Lelaki itu mengangguk dengan wajah masih penuh tanya.
"Dimana Ayu?" selidik Lintang.
Marlon mengerutkan dahinya, lalu tertawa mengejek.
"Oh, si Jalang itu? Aku tak tahu dimana dia sekarang. Dia sudah pergi beberapa minggu yang lalu," jawab Marlon sambil mengangkat bahunya.
"Kurang ajar kau!" ucap Lintang kesal, "dimana kau sembunyikan Ayu, katakan!" seru Lintang jengkel dengan sikap tak acuh Marlon.
Nina menahan lengan Lintang agar menahan diri. Beat yang sedari tadi menunggu di dekat pagar akhirnya mendekat. Dia menarik Lintang menjauh dari Marlon.
"Sebaiknya kau katakan dimana Ayu, atau kami akan laporkan ke polisi atas tuduhan penculikan. Kau tahu, Ayu bukan orang Jerman, akan panjang urusannya. Pikirkanlah baik-baik," bujuk Beat.
Marlon diam sesaat memikirkan yang terbaik untuknya.
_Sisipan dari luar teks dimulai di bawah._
PR #2567, opened 2019-07-03
Let syntax

JosephDenman:
### JIRA ticket:
https://rchain.atlassian.net/browse/RCHAIN-2330?jql=text%20~%20%22let%20syntax%22

### DIFF
--- a/rholang/examples/let.rho
+++ b/rholang/examples/let.rho
@@ -1,0 +1,17 @@
+new stdout(`rho:io:stdout`) in {
+
+  // prints 12
+  let a = 1 * 2 * 3, b = 1 + 2 + 3 in {
+    stdout!(a + b)
+  }
+
+  // prints (1, 2, 3)
+  | let [a, b, c] = [1, 2, 3] in {
+    stdout!((a, b, c))
+  }
+
+  // prints (1, 2)
+  | let {[1, 2] \/ ["a", "b"]} /\ [x, y] = [1, 2] in {
+    stdout!((x, y))
+  }
+}
--- a/rholang/src/main/bnfc/rholang_mercury.cf
+++ b/rholang/src/main/bnfc/rholang_mercury.cf
@@ -64,6 +64,7 @@ PContr.          Proc2  ::= "contract" Name "(" [Name] NameRemainder")" "=" "{" 
 PInput.          Proc2  ::= "for" "(" Receipt ")" "{" Proc "}" ;
 PChoice.         Proc2  ::= "select" "{" [Branch] "}" ;
 PMatch.          Proc2  ::= "match" Proc4 "{" [Case] "}" ;
+PLet.            Proc2  ::= "let" [Decl] "in" "{" Proc "}" ;
 PBundle.         Proc2  ::= Bundle "{" Proc "}" ;
 PIf.             Proc1  ::= "if" "(" Proc ")" Proc2 ;
 -- Use precedence to force braces around an interior if.
@@ -72,6 +73,10 @@ PNew.         Proc1 ::= "new" [NameDecl] "in" Proc1 ;
 PPar.         Proc  ::= Proc "|" Proc1 ;
 
 separator Proc "," ;
+
+-- Single Declaration
+DeclarationImpl. Decl ::= Proc13 "=" Proc4 ;
+separator nonempty Decl "," ;
 
 -- Process variables
 ProcVarWildcard. ProcVar ::= "_" ;
--- a/rholang/src/main/scala/coop/rchain/rholang/interpreter/compiler/normalize.scala
+++ b/rholang/src/main/scala/coop/rchain/rholang/interpreter/compiler/normalize.scala
@@ -23,7 +23,9 @@ import scala.collection.immutable.{BitSet, Vector}
 import scala.util.Try
 
 sealed trait VarSort
+
 case object ProcSort extends VarSort
+
 case object NameSort extends VarSort
 
 object BoolNormalizeMatcher {
@@ -50,12 +52,14 @@ object GroundNormalizeMatcher {
       case gs: GroundString => Expr(GString(stripString(gs.stringliteral_))).pure[M]
       case gu: GroundUri    => Expr(GUri(stripUri(gu.uriliteral_))).pure[M]
     }
+
   // This is necessary to remove the backticks. We don't use a regular
   // expression because they're always there.
   def stripUri(raw: String): String = {
     require(raw.length >= 2)
     raw.substring(1, raw.length - 1)
   }
+
   // Similarly, we need to remove quotes from strings, since we are using
   // a custom string token
   def stripString(raw: String): String = {
@@ -290,6 +294,7 @@ object NameNormalizeMatcher {
 object ProcNormalizeMatcher {
   // FIXME before adding any more implicits, or fields to the `*VisitInputs` classes, make the normalizer use
   // ApplicativeAsk / MonadState instead
+  @SuppressWarnings(Array("org.wartremover.warts.NonUnitStatements"))
   def normalizeMatch[M[_]](p: Proc, input: ProcVisitInputs)(
       implicit sync: Sync[M],
       env: Map[String, Par]
@@ -1009,6 +1014,7 @@ object ProcNormalizeMatcher {
 
         def missingEnvElement(name: String, uri: String) =
           NormalizerError(s"`$uri` was used in rholang usage context where $name is not available.")
+
         if (requiresDeployId && env.get(deployIdUri).forall(_.singleDeployId().isEmpty))
           missingEnvElement("DeployId", deployIdUri).raiseError[M, ProcVisitOutputs]
         else if (requiresDeployerId && env.get(deployerIdUri).forall(_.singleDeployerId().isEmpty))
@@ -1032,6 +1038,7 @@ object ProcNormalizeMatcher {
           val errMsg = {
             def at(variable: String, sourcePosition: SourcePosition): String =
               variable + " line: " + sourcePosition.row + ", column: " + sourcePosition.column
+
             val wildcardsPositions = targetResult.knownFree.wildcards.map(at("", _))
             val freeVarsPositions = targetResult.knownFree.levelBindings.map {
               case (n, LevelContext(_, _, sourcePosition)) => at(s"`$n`", sourcePosition)
@@ -1128,6 +1135,16 @@ object ProcNormalizeMatcher {
         )
       }
 
+      case p: PLet =>
+        p.listdecl_.toList.reverse.foldM(p.proc_) {
+          case (proc, decl: DeclarationImpl) =>
+            val listCase = new ListCase()
+            listCase.add(new CaseImpl(decl.proc_1, proc))
+            (new PMatch(decl.proc_2, listCase): Proc).pure[M]
+          case _ =>
+            BugFoundError("Unexpected declaration implementation").raiseError[M, Proc]
+        } >>= (normalizeMatch(_, input))
+
       case p: PIf =>
         normalizeIfElse(p.proc_1, p.proc_2, new PNil(), input.copy(par = VectorPar()))
           .map(n => n.copy(par = n.par ++ input.par))
@@ -1153,14 +1170,17 @@ final case class ProcVisitInputs(
     env: IndexMapChain[VarSort],
     knownFree: DeBruijnLevelMap[VarSort]
 )
+
 // Returns the update Par and an updated map of free variables.
 final case class ProcVisitOutputs(par: Par, knownFree: DeBruijnLevelMap[VarSort])
 
 final case class NameVisitInputs(env: IndexMapChain[VarSort], knownFree: DeBruijnLevelMap[VarSort])
+
 final case class NameVisitOutputs(chan: Par, knownFree: DeBruijnLevelMap[VarSort])
 
 final case class CollectVisitInputs(
     env: IndexMapChain[VarSort],
     knownFree: DeBruijnLevelMap[VarSort]
 )
+
 final case class CollectVisitOutputs(expr: Expr, knownFree: DeBruijnLevelMap[VarSort])


dckc:
Shouldn't this let syntax turn into match in normalize? Is there something novel about the way it's reduced?

I stopped working on let when I realized back in May that I could write all the same things with match.
https://github.com/rchain/rchain/pull/2055#issuecomment-480853406

As I noted there, it would be much more interesting with the [pict][]-style `let x = f(a)` function call syntax.

[pict]: https://en.wikipedia.org/wiki/Pict_(programming_language)

JosephDenman:
Dan, it’s better to make add let to the Par ADT than to compile to a Match for printing purposes. The compilation process is the same though. 

As far as function syntax, when we eventually change the built-in methods to functions, we’ll be able to do exactly what you wrote. For now, you have to do something like let x = {}.toList() in { P }.

rholang/src/main/scala/coop/rchain/rholang/interpreter/normalize.scala
```diff
@@ -1013,6 +1013,129 @@ object ProcNormalizeMatcher {
...
+          (patternProcs, targetProcs)                                                        = liftedDeclarations.unzip
+          normalizedTargets                                                                  <- normalizeTargets(targetProcs)
+          (targetPars, targetParsKnownFree, targetParsLocallyFree, targetParsConnectiveUsed) = normalizedTargets
+          normalizedPatterns                                                                 <- normalizePatterns(patternProcs)
+          (patternPars, patternParKnownFreeList, patternParLocallyFreeList)                  = normalizedPatterns.unzip3
+          patternParsLocallyFree                                                             = patternParLocallyFreeList.foldLeft(BitSet())(_ | _)
+          declarationsWithLocallyFree = patternPars
+            .zip(targetPars.reverse)
+            .zip(patternParKnownFreeList)
+          sortedDeclarationsWithLocallyFree <- DeclarationsSortMatcher
```
tymm: Is there a need to sort declarations in the normalization step?

models/src/main/protobuf/RhoTypes.proto
```diff
@@ -163,6 +164,20 @@ message Match {
...
 
+message Declaration {
+    Par pattern = 1 [(scalapb.field).no_box = true];
+    Par value = 2 [(scalapb.field).no_box = true];
+    int32 freeCount = 3;
+}
+
+message Let {
+    repeated Declaration declarations = 1;
+    Par continuation = 2 [(scalapb.field).no_box = true];
```
tymm: I would vote for calling this `body` since we call it that elsewhere.

models/src/test/scala/coop/rchain/models/rholang/SortTest.scala
```diff
@@ -500,6 +504,77 @@ class ParSortMatcherSpec extends FlatSpec with Matchers {
...
+          declarations = List(
+            Declaration(EVar(FreeVar(0)), GBool(true), freeCount = 1),
+            Declaration(EVar(FreeVar(1)), GInt(5), freeCount = 1)
+          ),
+          continuation = GInt(4),
+          bindCount = 2
+        )
+      )
+    )
+    val sortedParLet = Par(
```
tymm: Please add a `Let` that has a `continuation` other than `GInt(4)` so that we can see that the `continuation` part is actually considered.

tymm (changes requested):
Not even half way through but have to stop for now because it's bedtime :)
Looks great in general but I'm not sold yet on why we want patterns in the declaration?

KentShikama (commented):
So how does this affect the matcher?

rholang/src/main/scala/coop/rchain/rholang/interpreter/normalize.scala
JosephDenman: Yes. We have to pre-sort declarations in the same way that we pre-sort receive bindings.

JosephDenman:
@KentShikama Ah.That's right. Without a match instance for let, we can't write `let let x = y in { x } = let x = 1 in { x } in { y }` lol

JosephDenman:
@tymm We want patterns in declarations so that we can do fun stuff like `let match { x | y } { 47 => Nil } = match { 1 | 2 } { 47 => Nil } in { x + y }`.

rholang/examples/let.rho
```diff
@@ -0,0 +1,6 @@
+
+new stdout(`rho:io:stdout`) in {
+  let match { x | y } { 47 => Nil } = match { 1 | 2 } { 47 => Nil } in {
```
odeac: With such an example of using "let", basically, we encourage people to write unreadable code :)

I would add a couple of simple examples and then one that shows that you can go crazy with the pattern matching

rholang/src/main/scala/coop/rchain/rholang/interpreter/PrettyPrinter.scala
```diff
@@ -150,7 +150,7 @@ final case class PrettyPrinter(
   private def buildChannelStringM(p: Par, indent: Int): Coeval[String] = {
     def quoteIfNotNew(s: String): String = {
       val isBoundNew = p match {
-        case Par(_, _, _, Seq(Expr(EVarBody(EVar(Var(BoundVar(level)))))), _, _, _, _, _, _) =>
+        case Par(_, _, _, Seq(Expr(EVarBody(EVar(Var(BoundVar(level)))))), _, _, _, _, _, _, _) =>
```
odeac: thinking out loud: this line change clearly shows that there's nothing wrong with our AST :)

rholang/src/main/scala/coop/rchain/rholang/interpreter/PrettyPrinter.scala
```diff
@@ -171,14 +171,45 @@ final case class PrettyPrinter(
...
+    t match {
       case v: Var => buildStringM(v)
       case s: Send =>
         buildChannelStringM(s.chan) |+| pure {
           if (s.persistent) "!!("
           else "!("
         } |+| buildSeq(s.data) |+| pure(")")
 
+      case l: Let =>
+        val (totalFree, declarationsString) = ((0, pure("")) /: l.declarations.zipWithIndex) {
```
odeac: For readability reasons, I prefer foldLeft instead of /: but, if others disagree, I don't mind that much. Maybe this is one item for the coding guidelines

rholang/src/main/scala/coop/rchain/rholang/interpreter/PrettyPrinter.scala
```diff
@@ -171,14 +171,45 @@ final case class PrettyPrinter(
...
+                  boundShift = 0,
+                  freeId = boundId,
+                  baseId = setBaseId()
+                )
+                .buildParPattern(Seq(declaration.pattern))
+
+            (
+              declaration.freeCount + previousFree,
+              string |+| patternString |+| pure(" = ") |+| buildStringM(declaration.value) |+| pure {
+                if (i != l.declarations.length - 1) " , " else ""
```
odeac: Is this a usecase for Foldable.intercalate?

The code below seems to compile:
```scala
    val xs = List("1".pure[Coeval], "2".pure[Coeval])
    xs.intercalate(",".pure[Coeval])
```

rholang/src/main/scala/coop/rchain/rholang/interpreter/PrettyPrinter.scala
```diff
@@ -171,14 +171,45 @@ final case class PrettyPrinter(
...
+              }
+            )
+        }
+
+        this
+          .copy(boundShift = boundShift + totalFree)
+          .buildStringM(l.continuation, indent + 1) >>= { continuationString =>
+          if (continuationString.nonEmpty) {
```
odeac: Something like this reads better:
```scala
val indentedContinuationString = if (continuationString.empty) "{ }" else {...}
pure("let ") |+| declarationsString |+| pure(indentedContinuationString)
```

rholang/src/main/scala/coop/rchain/rholang/interpreter/normalize.scala
```diff
@@ -1013,6 +1013,129 @@ object ProcNormalizeMatcher {
...
+            knownFreeList: List[DebruijnLevelMap[VarSort]]
+        ): M[DebruijnLevelMap[VarSort]] =
+          knownFreeList.foldM(DebruijnLevelMap[VarSort]()) {
+            case (acc, knownFree) =>
+              acc.merge(knownFree) match {
+                case (declarationsKnownFree1, Nil) =>
+                  declarationsKnownFree1.pure[M]
+                case (_, (shadowingVariable, line, col) :: _) =>
+                  val Some((_, _, firstUsageLine, firstUsageCol)) =
+                    acc.get(shadowingVariable)
```
odeac: is this guaranteed to match?

rholang/src/test/scala/coop/rchain/rholang/interpreter/ReduceSpec.scala
```diff
@@ -655,6 +655,42 @@ class ReduceSpec extends FlatSpec with Matchers with PersistentStoreTester {
...
+    implicit val errorLog = new ErrorLog[Task]()
+    val splitRand         = rand.splitByte(0)
+    val result = withTestSpace(errorLog) {
+      case TestFixture(space, reducer) =>
+        val pattern = Send(EVar(FreeVar(0)), List(GInt(7L), EVar(FreeVar(1))), false, BitSet())
+          .withConnectiveUsed(true)
+        val target =
+          Send(EVar(BoundVar(1)), List(GInt(7L), EVar(BoundVar(0))), false, BitSet(0, 1))
+        val matchTerm = Let(
+          Seq(Declaration(pattern, target, freeCount = 2)),
```
odeac: I would also add a test that shows let working with two declarations. Or maybe change this test and split the two bindings in two separate declarations. 

Also, I don't think the pattern matching part is interesting for this test so I would remove it in order to make the test simpler

rholang/src/main/scala/coop/rchain/rholang/interpreter/PrettyPrinter.scala
```diff
@@ -330,6 +363,16 @@ final case class PrettyPrinter(
         }
     }
 
+  private def buildParPattern(patterns: Seq[Par]): Coeval[String] =
+    (pure("") /: patterns.zipWithIndex) {
+
+      case (string, (pattern, i)) =>
+        string |+| buildStringM(pattern) |+| pure {
+          if (i != patterns.length - 1) ", "
```
odeac: intercalate again

rholang/src/main/scala/coop/rchain/rholang/interpreter/PrettyPrinter.scala
JosephDenman: What do you mean?

rholang/src/main/scala/coop/rchain/rholang/interpreter/PrettyPrinter.scala
JosephDenman: No, because we need to carry this state of the pretty printer as we build the declarations. A simple intercalation can't do that. You'd need a `foldIntercalate` or something.

rholang/src/main/scala/coop/rchain/rholang/interpreter/normalize.scala
JosephDenman: Yes. The fact that `acc.merge(knownFree)` returns `(shadowingVariable, line, col)` means that `acc` already contains `shadowingVariable`.

rholang/src/main/scala/coop/rchain/rholang/interpreter/PrettyPrinter.scala
JosephDenman: See comment above.

rholang/src/main/scala/coop/rchain/rholang/interpreter/PrettyPrinter.scala
odeac: I was being sarcastic. I just find it difficult to read such a line

rholang/src/main/scala/coop/rchain/rholang/interpreter/PrettyPrinter.scala
```diff
@@ -177,14 +177,45 @@ final case class PrettyPrinter(
...
-    val content = t match {
+    t match {
       case v: Var => buildStringM(v)
       case s: Send =>
         buildChannelStringM(s.chan) |+| pure {
           if (s.persistent) "!!("
           else "!("
         } |+| buildSeq(s.data) |+| pure(")")
 
+      case l: Let =>
```
tymm: Please add a test for pretty printing `Let`s.

tymm (changes requested):

models/src/test/scala/coop/rchain/models/rholang/SortTest.scala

"Aku memang tak tahu dimana si Jalang itu sekarang. Tapi kalau kalian mau bertemu dengannya, datangi saja kelab malam Paradise, kadang dia ada di sana," terang Marlon cuek, "pergi sana, jangan ganggu kami lagi!" seru Marlon, lalu mengajak perempuan di sampingnya untuk masuk ke rumah.
Pintu ditutup tepat di depan wajah Beat.Tak hanya Lintang dan Nina, Beat juga ikut jengkel dengan sikap tak sopan Marlon. Nina menahan kesal sekaligus sedih. Dia tak paham apa yang mereka bicarakan, tapi Nina tahu, Ayu tak ada di rumah itu. Mereka masuk ke mobil, melanjutkan kembali pencarian sosok Ayu.